* [REQUIREMENT] Please take the records that follow and repeat exactly the lines starting with the line with "PR #74, opened 2023-07-28" and going on through the line with "I have been working".

** Opening SOURCE DATA block **

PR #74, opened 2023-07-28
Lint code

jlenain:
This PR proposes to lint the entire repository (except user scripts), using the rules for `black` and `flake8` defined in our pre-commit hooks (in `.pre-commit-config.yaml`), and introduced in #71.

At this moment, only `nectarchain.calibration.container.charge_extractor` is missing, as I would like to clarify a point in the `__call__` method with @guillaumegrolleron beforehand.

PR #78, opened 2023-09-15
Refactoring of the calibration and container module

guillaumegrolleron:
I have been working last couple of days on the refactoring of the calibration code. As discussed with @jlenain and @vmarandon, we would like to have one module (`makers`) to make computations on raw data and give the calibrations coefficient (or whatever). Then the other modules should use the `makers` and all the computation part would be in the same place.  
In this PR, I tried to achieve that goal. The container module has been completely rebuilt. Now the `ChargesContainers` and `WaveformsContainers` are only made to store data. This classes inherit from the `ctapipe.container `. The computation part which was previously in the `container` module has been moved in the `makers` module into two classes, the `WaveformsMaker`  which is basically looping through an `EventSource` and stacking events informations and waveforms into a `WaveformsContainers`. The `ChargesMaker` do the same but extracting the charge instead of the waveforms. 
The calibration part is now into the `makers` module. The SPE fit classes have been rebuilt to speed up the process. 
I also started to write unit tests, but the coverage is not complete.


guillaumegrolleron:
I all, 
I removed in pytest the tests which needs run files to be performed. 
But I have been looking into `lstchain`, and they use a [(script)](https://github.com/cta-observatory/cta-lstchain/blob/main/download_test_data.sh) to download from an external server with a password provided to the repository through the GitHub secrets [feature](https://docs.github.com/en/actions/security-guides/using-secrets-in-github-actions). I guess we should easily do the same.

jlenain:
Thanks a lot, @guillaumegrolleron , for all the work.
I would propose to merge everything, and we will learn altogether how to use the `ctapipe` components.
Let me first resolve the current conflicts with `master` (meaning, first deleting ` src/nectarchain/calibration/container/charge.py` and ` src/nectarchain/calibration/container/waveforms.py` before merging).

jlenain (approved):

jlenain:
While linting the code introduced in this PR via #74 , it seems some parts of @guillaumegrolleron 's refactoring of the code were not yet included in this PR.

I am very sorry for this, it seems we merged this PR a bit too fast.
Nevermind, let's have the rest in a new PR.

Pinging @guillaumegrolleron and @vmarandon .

** Closing SOURCE DATA block **
** Opening SOURCE DATA block **

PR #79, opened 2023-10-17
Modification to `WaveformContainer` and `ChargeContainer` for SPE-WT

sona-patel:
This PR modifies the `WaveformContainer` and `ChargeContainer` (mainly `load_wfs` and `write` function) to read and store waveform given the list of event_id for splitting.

** Closing SOURCE DATA block **

* [RESPONSE TO THE TASK]
PR #74, opened 2023-07-28
Lint code

jlenain:
This PR proposes to lint the entire repository (except user scripts), using the rules for `black` and `flake8` defined in our pre-commit hooks (in `.pre-commit-config.yaml`), and introduced in #71.

At this moment, only `nectarchain.calibration.container.charge_extractor` is missing, as I would like to clarify a point in the `__call__` method with @guillaumegrolleron beforehand.

PR #78, opened 2023-09-15
Refactoring of the calibration and container module

guillaumegrolleron:
I have been working last couple of days on the refactoring of the calibration code. As discussed with @jlenain and @vmarandon, we would like to have one module (`makers`) to make computations on raw data and give the calibrations coefficient (or whatever). Then the other modules should use the `makers` and all the computation part would be in the same place.  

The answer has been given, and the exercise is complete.